### TASK DETAILS
Which lines mention "machour"? Show each one from the listing.

### GIVEN RECORDS
Segment Open

PR #6505, opened 2023-05-29
fix: add caching to PostCSS for regular stylesheets

markdalgleish:
For now this is focused on regular stylesheets. Future PRs will extend this to more PostCSS touch points.

This PR introduces a generic file watch cache that can be used to cache async file processing and invalidate cache entries whenever relevant files are changed. I've integrated this into both old and new dev servers, and for consistency I've also integrated it into the build process so that plugins don't need to behave differently between dev and build and can always assume the presence of the cache.

Note that our watcher logic in `watch.ts` needed to be patched so that watch paths are always absolute. I've added a comment explaining why this is the case, but basically we need to _always_ watch absolute paths so that Chokidar provides absolute paths in change events, which is important to ensure consistent values for the cache.

To test this, I've added some more complex PostCSS usage to our HMR test.


jacob-ebey (approved):
I like the cache abstraction, should serve us well.

PR #6508, opened 2023-05-30
test: allow config overrides for Playwright tests

markdalgleish:
This came out of some other compiler work I was doing but was big enough to warrant a PR of its own.

This builds on the same concept we were using for the `future` option on Playwright test fixtures but expands it to support the entire Remix config object. This means it's now super easy to alter the Remix config for a Playwright test without having to manually create a `remix.config.js` file.

Note that in order to support regular expressions and functions, I've switched from `JSON.stringify` to [serialize-javascript](https://www.npmjs.com/package/serialize-javascript).


integration/compiler-mjs-output-test.ts
```diff
@@ -8,8 +8,18 @@ let projectDir: string;
...
+      serverBuildPath: "build/index.mjs",
+      future: { v2_routeConvention: true },
+    },
     files: {
+      // Ensure the config is valid ESM
+      "remix.config.js": js`
+        export default {
+          ...global.INJECTED_FIXTURE_REMIX_CONFIG
+        };
+      `,
```
brophdawg11, line 22: This feels potentially confusing to me having the config come from 2 spots.  Would it be easier to grok if we made these two approaches mutually exclusive?

brophdawg11 (approved):
Love the extension of `future -> config` 👌   

Just one question about potential confusion when both are provided and if it would make sense to just enforce mutual exclusivity.  Doesn't seem like it would be prohibitive to have to put future flags and other configs in `files["remix.config.js"]` in the few cases you need to do a manual file (ESM for example)

integration/compiler-mjs-output-test.ts
markdalgleish: Yep, this was the part I was least sure about. I'll revisit this.

PR #6509, opened 2023-05-31
fix(dev): skip CSS build on missing css-bundle dep

markdalgleish:
Since you can only access the output of the CSS bundle build via the `@remix-run/css-bundle` package, we can detect the _lack_ of this package and use this to avoid running an esbuild pass for no reason.

To make this easier to test (since our monorepo unavoidably has this package available), and also to give consumers more explicit control over this behaviour, I've added a `cssBundle` option to the Remix config, but I'm leaving it undocumented for now.


integration/tailwind-test.ts
```diff
@@ -358,12 +359,10 @@ test.describe("Tailwind enabled via unstable future flag", () => {
         `,
         "app/root.jsx": js`
           import { Links, Outlet } from "@remix-run/react";
-          import { cssBundleHref } from "@remix-run/css-bundle";
```
markdalgleish, line 361: This is just a clean-up since this fixture doesn't use any CSS bundling features.

scripts/copy-build-to-dist.mjs
```diff
@@ -141,9 +141,9 @@ async function getPackageBuildPaths(moduleRootDir) {
       if (path.basename(moduleDir) === "@remix-run") {
         packageBuilds.push(...(await getPackageBuildPaths(moduleDir)));
       } else if (
-        /node_modules\/@remix-run\//.test(moduleDir) ||
-        /node_modules\/create-remix/.test(moduleDir) ||
-        /node_modules\/remix/.test(moduleDir)
+        /node_modules[/\\]@remix-run[/\\]/.test(moduleDir) ||
+        /node_modules[/\\]create-remix/.test(moduleDir) ||
+        /node_modules[/\\]remix/.test(moduleDir)
```
markdalgleish, line 146: This fixes an issue where the built packages weren't being copied to the `dist` directories on Windows. This tripped me up because it meant that the `readConfig` tests passed on Mac/Linux but failed on Windows. This is because `readConfig` detects the presence of the `@remix-run/css-bundle` package, but this package wasn't being detected on Windows.

integration/css-modules-test.ts
```diff
@@ -20,6 +20,7 @@ test.describe("CSS Modules", () => {
   test.beforeAll(async () => {
     fixture = await createFixture({
       config: {
+        cssBundle: true,
```
jacob-ebey, line 23: can we name it `unstable_cssBundle` and type it as just `false`? Make it a hard opt-out, as it needs to be ran if the package is included anyways.

jacob-ebey:
Going to attempt a delayed initialization of the css bundle based on the conditional include of `@remix-run/css-bundle`.

markdalgleish:
Closing for now since we're going to try a different approach.

PR #6551, opened 2023-06-06
chore: use long version numbers

MichaelDeBoey:
This can prevent confusion like https://github.com/remix-run/remix/pull/6428#issuecomment-1579534404


brophdawg11:
Is this a common confusion?  I would assume `>=14` is interpreted as `>=14.0.0`

MichaelDeBoey:
@brophdawg11 I would assume as well, but I've come across people that are confused about this already a couple of times now (all in different repo's), hence the update

PR #6570, opened 2023-06-08
Add support for json/text submissions

brophdawg11:
Make required changes and add tests for the Remix portion of https://github.com/remix-run/react-router/pull/10413 which adds support for `application/json` and `text/plain` submissions

### DIFF
--- a/packages/remix-react/components.tsx
+++ b/packages/remix-react/components.tsx
@@ -1456,8 +1456,10 @@ export function useFetchers(): Fetcher[] {
       data: f.data,
       formMethod: f.formMethod,
       formAction: f.formAction,
-      formData: f.formData,
       formEncType: f.formEncType,
+      formData: f.formData,
+      json: f.json,
+      text: f.text,
       " _hasFetcherDoneAnything ": f[" _hasFetcherDoneAnything "],
     });
     addFetcherDeprecationWarnings(fetcher);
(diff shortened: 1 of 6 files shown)


packages/remix-react/data.ts
```diff
@@ -40,12 +40,23 @@ export async function fetchData(
...
+      init.headers = { "Content-Type": contentType };
+      init.body = await request.text();
+    } else if (
+      contentType &&
+      /\bapplication\/x-www-form-urlencoded\b/.test(contentType)
+    ) {
+      init.body = new URLSearchParams(await request.text());
+    } else {
+      init.body = await request.formData();
+    }
```
brophdawg11, line 59: Ensure we proxy the RR request over the wire to Remix with the correct content type and `body`

packages/remix-react/components.tsx
```diff
@@ -1573,22 +1587,29 @@ function convertRouterFetcherToRemixFetcher(
     formMethod &&
     formAction &&
     formEncType &&
-    formData
+    (formData || json || text)
```
jacob-ebey, line 1590: do we want both `json !== undefined` && `text != null` here? This would block null and empty string JSON submission, and empty string text submissions. If the "json" value here is pre-encoded (a json string) that one is fine, but the text case I think would cause issues.

integration/form-test.ts
```diff
@@ -1006,12 +1006,7 @@ test.describe("Forms", () => {
 
     test("submits the submitter's value(s) in tree order in the form data", async ({
       page,
-      javaScriptEnabled,
     }) => {
-      test.fail(
-        Boolean(javaScriptEnabled),
-        "<Form> doesn't serialize submit buttons correctly #4342"
```
brophdawg11, line 1013: It does now!

PR #6597, opened 2023-06-13
fix(dev): switch to JEST_WORKER_ID environment variable

kentcdodds:
Apparently, ESLint sets the NODE_ENV to test and if you are using a eslint plugin that relies on this code you'll end up requiring when you should be importing.

Because this block is for Jest specifically, we'll instead use a known environment variable in a Jest environment.

- ~~[ ] Docs~~
- ~~[ ] Tests~~

Testing Strategy: Run CI. I also verified this solves my use case with a local patch.


kentcdodds:
Related issue: https://github.com/jenseng/eslint-plugin-remix-react-routes/issues/16

kentcdodds:
Closed this because the eslint plugin is where the fix will be, but I'm reopening because I still think this change makes sense...

PR #6600, opened 2023-06-13
templates(vercel): deprecate template

MichaelDeBoey:
Just like in #5964, I added the deprecation warning to the template, but now on `main`


brophdawg11:
Can we wait for the next release and then the changes in `dev` will merge down to `main` automatically?  It seems confusing to have this in the live docs but not showing up against currently released packages.

PR #6609, opened 2023-06-14
Update to react router 6.13.0

brophdawg11:


packages/remix-react/browser.tsx
```diff
@@ -207,7 +207,11 @@ export function RemixBrowser(_props: RemixBrowserProps): ReactElement {
         location={location}
         component={RemixRootDefaultErrorBoundary}
       >
-        <RouterProvider router={router} fallbackElement={null} />
+        <RouterProvider
+          router={router}
+          fallbackElement={null}
+          future={{ v7_startTransition: true }}
```
brophdawg11, line 213: This keeps us functionally equivalent to `6.12.0`/`6.12.1`.  We only added the future flag in React Router due to the large number of existing apps using `Suspense` in incompatible ways.  Remix is a much smaller footprint so doesn't warrant the same type of flag and we can just use `startTransition` by default as we're supposed to

jacob-ebey (approved):

brophdawg11:
Cherry-picked 0ab3e9a753761f4688f00e4f259211d4e72964cc into here to see if it helps with the failed E2E tests 🤞

PR #6615, opened 2023-06-15
feat(dev): stabilize v2 dev server

pcattori:
See new docs

### DIFF
--- a/.changeset/clever-ways-love.md
+++ b/.changeset/clever-ways-love.md
@@ -1,0 +1,9 @@
+---
+"@remix-run/dev": minor
+"@remix-run/react": minor
+"@remix-run/serve": minor
+"@remix-run/server-runtime": minor
+"@remix-run/testing": minor
+---
+
+stabilize v2 dev server
--- a/docs/other-api/adapter.md
+++ b/docs/other-api/adapter.md
@@ -1,6 +1,6 @@
 ---
 title: "@remix-run/{adapter}"
-order: 2
+order: 3
 ---
 
 # Server Adapters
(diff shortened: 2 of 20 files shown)


jacob-ebey (approved):

xHomu:
Can confirm about 25% improvement in rebuild time (3.2s -> 2.5s) on an WIndows i7-7700 setup with the latest nightly build!

## Before `v1.17.0`

image

## After `0.0.0-nightly-25620b9-20230618`

image

#6539 @lili21 can you confirm?

lili21:
can confirm, rebuild time goes down from 1.9 to 1.4s。

pcattori:
@xHomu can you `console.log(build)` right before you call `broadcastDevReady`? Curious what that looks like since it should have a `assets.version` set.

xHomu:
> @xHomu can you `console.log(build)` right before you call `broadcastDevReady`? Curious what that looks like since it should have a `assets.version` set.

@pcattori  This is on an CJS app, so we're using require(BUILD_DR) instead: https://github.com/manawiki/starrail/blob/main/core.server.ts

image

xHomu:
@pcattori I'm not sure if it's entirely related, but I noticed another weird bug introduced between `0.0.0-nightly-25620b9-20230618` and `1.18.0-pre.0`. 

Weird .css.map error with chrome devtools on:

image
something wrong

Seems like it's expecting a sourcemap file for .css as well?

This one is reproduceable, you should able build this locally https://github.com/manawiki/starrail/tree/remix_v1.18_pre_bug

Above error shows on Windows with devtools on, switch to `0.0.0-nightly-25620b9-20230618` the error goes away.

pcattori:
@xHomu if you are still encountering these issues, could you create separate GitHub issues?

PR #6641, opened 2023-06-19
docs(jokes.md):  fix code snippet order

femincan:
In the `Mutations` section of the `App Tutorial (Long)` page, I rearranged the order of the code snippets. The code snippet of `app/routes/jokes.new.tsx` now comes after the code snippet of `app/utils/request.server.ts`. Because the first file utilizes the function exported from the second file. Therefore, I reversed the order.

### DIFF
--- a/contributors.yml
+++ b/contributors.yml
@@ -150,6 +150,7 @@
 - exegeteio
 - F3n67u
 - federicoestevez
+- femincan
 - fergusmeiklejohn
 - fernandojbf
 - fgiuliani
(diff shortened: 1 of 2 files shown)


machour (commented):
The previous paragraph reads:

> Go ahead and validate that the `name` and `content` fields are long enough. I'd say the name should be at least 3 characters long and the content should be at least 10 characters long. Do this validation server-side.

I think it makes more sense to keep the order as it is now, since we're solving the task at hand first. And if the reader wonders what's `badRequest` is all about, the answer is right below.

Thank you for your contribution nonetheless!

PR #10723, opened 2025-08-27
fix(tar-parser): fix for large repos

remorses:
## Summary
Fix tar-parser failing to parse large tar files due to edge case in buffer boundary handling.

## Problem
The tar-parser was failing when parsing large tar files. The issue occurred in the `#parseBody()` method where the parser wasn't properly handling the case when a file's content ended exactly at a buffer boundary.

## Solution
This PR addresses the edge case to ensure proper parsing of tar files regardless of size or how file contents align with buffer boundaries.


remorses:
@mjackson

remorses:
bump. is the tar package still broken?

mjackson:
Superseded by #11264.

PR #10726, opened 2025-08-27
fix(node-fetch-server): fix logic for aborting requests

MichaelDeBoey:
Taken from @brophdawg11's https://github.com/remix-run/remix/pull/10046 & https://github.com/remix-run/react-router/commit/d386c0d7ee055a1cbea12448899121b72facfde3


packages/node-fetch-server/src/lib/request-listener.ts
```diff
@@ -128,10 +128,14 @@ export function createRequest(
...
-    controller.abort()
-  })
+  let controller: AbortController | null = new AbortController()
+
+  // Abort once we can no longer write a response if we have
+  // not yet sent a response (i.e., `close` without `finish`)
+  // `finish` -> done rendering the response
+  // `close` -> response can no longer be written to
+  res.on('close', () => controller?.abort())
+  res.on('finish', () => (controller = null))
```
brophdawg11, line 138: @mjackson Here's a [small repro](https://stackblitz.com/edit/stackblitz-starters-x9nmv79p) of the issue we discovered in React Router that we fixed with this change.  If we only use the `close` event to trigger aborting request signals, then we inadvertently _also_ abort on successful/non-interrupted requests:

```js
import * as http from 'node:http';
import { createRequestListener } from '@remix-run/node-fetch-server';

function handler(request) {
  // This should only fire if the request was interrupted
  request.signal.addEventListener('abort', () => console.log('request aborted'));
  return new Response('Hello, world!');
}

let server = http.createServer(createRequestListener(handler));

server.listen(3000);
```

Instead, we want to listen for a `close` event that was not preceded by a `finish` event.  `finish` means we successfully finished sending response, so there is no longer any need to abort once we receive that.

mjackson:
Thanks, @MichaelDeBoey 🙏

mjackson:
Released in node-fetch-server v0.8.1

PR #10729, opened 2025-09-01
route-pattern: Add some (failing?) edge cases

machour:
Not sure if this is by design, or if it's an overlooked edge case, so I'm opening this PR to highlight some mismatches when using accents / arabic / emojis in URL.

PHP, for example, automatically decodes these for me.


pcattori:
Superseded by #11201

pcattori:
Thanks for the patience @machour ! Finally got `route-pattern` stable enough to tackle this

PR #10745, opened 2025-09-12
feat(node-fetch-server): support `statusText` in HTTP/1 responses

brophdawg11:
When looking into https://github.com/remix-run/react-router/pull/13927 (specifically https://github.com/remix-run/react-router/pull/13460), for compatibility so we can use `@remix-run/node-fetch-server` directly in the RR Vite plugin, I noticed that we were using `writeHead` but ignoring the `Response` `statusText` field. 

`statusText` isn't supported in HTTP/2, but can be used in HTTP/1 if you want custom status messages.  

https://github.com/remix-run/react-router/pull/13460

```js
import * as http from 'node:http';
import { createRequestListener } from '@remix-run/node-fetch-server';

function handler(request) {
  return new Response('Hello, world!', {
    status: 418,
    // ❌ This is not included on the response
    statusText: "I'm not a teapot, you are!",
  });
}

let server = http.createServer(createRequestListener(handler));

server.listen(3000);
```

### DIFF
--- a/packages/node-fetch-server/CHANGELOG.md
+++ b/packages/node-fetch-server/CHANGELOG.md
@@ -2,6 +2,10 @@
 
 This is the changelog for [`node-fetch-server`](https://github.com/remix-run/remix/tree/main/packages/node-fetch-server). It follows [semantic versioning](https://semver.org/).
 
+## HEAD
+
+- Support `statusText` in HTTP/1 responses (#10745)
+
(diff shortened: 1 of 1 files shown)


brophdawg11:
Failing typechecks in CI are unrelated to this PR: 

Screenshot 2025-09-12 at 11 34 12 AM

mjackson:
Looks good, thanks @brophdawg11! 🙏

PR #10756, opened 2025-09-21
feat(patternOfUrl): added urlpattern bridge

akshatsinha0:
First I would like to ask if exporting allowed? ...or if it need more expansions?
added urlpat to @remix-run/route-pattern. This return a native URLPattern for pathname only patterns (vars,etc). Added a createRouter helper inside route-pattern getter(pat,handler), all(pattern, handler), handle(request) will uses the concerned pattern when available, Fallback to RoutePattern.match otherwise
Exposes both urlpat and createRouter from the route-pattern package index.


MichaelDeBoey:
@akshatsinha0 We now have [`@remix-run/fetch-router`](https://github.com/remix-run/remix/tree/main/packages/fetch-router)

PR #10762, opened 2025-09-26
feat(fetch-proxy): use `X-Forwarded-Port` header when passing `xForwardedHeaders` option

jonsmorrow:
This change updates the logic for xForwardedHeaders=true so that hostname instead of host is set in X-Forwarded-Host so that the port is never included. Additionally, port is set in X-Forwarded-Port.


jonsmorrow:
I'm not 100% why the tests are failing for multipart-parser. They pass for me locally. They appear to pass in the workflow before the workflow fails.

mjackson:
Superseded by #11265.

mjackson:
Thanks for the PR, @jonsmorrow. I chose to leave the port in `X-Forwarded-Host` to mimic the behavior of other well-known proxies like node-http-proxy and add a separate `X-Forwarded-Port` header that should help satisfy your use case.

PR #10768, opened 2025-10-10
feat(fetch-router): add alias functions for standard HTTP verb paths

aaronjordan:
Drafted an idea I had watching the reveal livestream. This PR adds functional aliases for simple HTTP routes.

The route objects returned are super simple here, but providing them as functions to call would make the framework appear more consistent when defining a route using helpers. For instance, this would be an existing way to express some routes:

```ts
let routes = createRoutes({
  home:  { method: 'GET', pattern: '/' },
  books: resources('books'),
  profile: resource('profile'),
})
```

After this change, we would be able to use a consistent syntax for resources, formActions, and single-method routes.

```ts
let routes = createRoutes({
  home: get('/'),
  books: resources('books'),
  profile: resource('profile'),
})
```

I followed the `resource.ts` file to try to get the style right, please do advise on anything I could update!

### DIFF
--- a/packages/fetch-router/src/lib/route-helpers.ts
+++ b/packages/fetch-router/src/lib/route-helpers.ts
@@ -6,53 +6,53 @@ import type { RequestMethod } from './request-methods'
  * Shorthand for a DELETE route.
  */
 export function createDestroy<T extends string | RoutePattern>(pattern: T) {
-  return { method: 'DELETE', pattern: pattern } as BuildRouteObject<'DELETE', T>
+  return { method: 'DELETE', pattern: pattern } as RouteDefObject<'DELETE', T>
 }
 
 /**
  * Shorthand for a GET route.
  */
 export function createGet<T extends string | RoutePattern>(pattern: T) {
-  return { method: 'GET', pattern: pattern } as BuildRouteObject<'GET', T>
+  return { method: 'GET', pattern: pattern } as RouteDefObject<'GET', T>
 }
 
 /**
  * Shorthand for a HEAD route.
  */
 export function createHead<T extends string | RoutePattern>(pattern: T) {
-  return { method: 'HEAD', pattern: pattern } as BuildRouteObject<'HEAD', T>
+  return { method: 'HEAD', pattern: pattern } as RouteDefObject<'HEAD', T>
 }
 
 /**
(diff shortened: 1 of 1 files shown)


packages/fetch-router/CHANGELOG.md
```diff
@@ -32,6 +32,7 @@ This is the changelog for [`fetch-router`](https://github.com/remix-run/remix/tr
 - Export `InferRouteHandler` and `InferRequestHandler` types
 - Re-export `FormDataParseError`, `FileUpload`, and `FileUploadHandler` from `@remix-run/form-data-parser`
 - Fix an issue where per-route middleware was not being applied to a route handler nested inside a route map with its own middleware
+- Adds functional aliases for routes that respond to a single HTTP verb
```
aaronjordan: Would this actually go under a new 0.7.0 heading?

sergiodxa: The CHANGELOG is updated when a release is created, this if merged would not be part of an already released version

mjackson:
Thanks for the PR, @aaronjordan. I had the same thought. Could you please also add helpers for `head`, `patch`, and `options`? That would complete the set of supported request methods.

Also, I'd like to see a test along with this work that asserts the types are still what we expect them to be when these helpers are used in a larger route config.

As for the CHANGELOG, we include new changes under a `## Unreleased` heading at the top of the CHANGELOG that gets swapped out with the release version when we cut a new release.

aaronjordan:
Thank you for the feedback! I've updated this PR to include these additional methods and a test which revealed a couple of issues that were addressed.

1. The `delete` keyword in JavaScript wins over an imported `delete` function, so I changed the related names to `createDestroy` and `destroy`. Happy to go any other direction there if preferred.
2. I added a `RouteDefObject` type that resolves to a more specific version of [this branch of RouteDef](https://github.com/aaronjordan/remix/blob/05c7650f0420b5a087687bc383a726596f06551c/packages/fetch-router/src/lib/route-map.ts#L100).

mjackson:
Thanks again for the PR, @aaronjordan! And sorry it took so long to get it merged. The router has changed a bunch over the past month, but I always had this PR in the back of my mind. I'm going to get this published in the next release.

Segment Closed

### ANSWER FOR THE TASK
machour (commented):
machour:
Thanks for the patience @machour ! Finally got `route-pattern` stable enough to tackle this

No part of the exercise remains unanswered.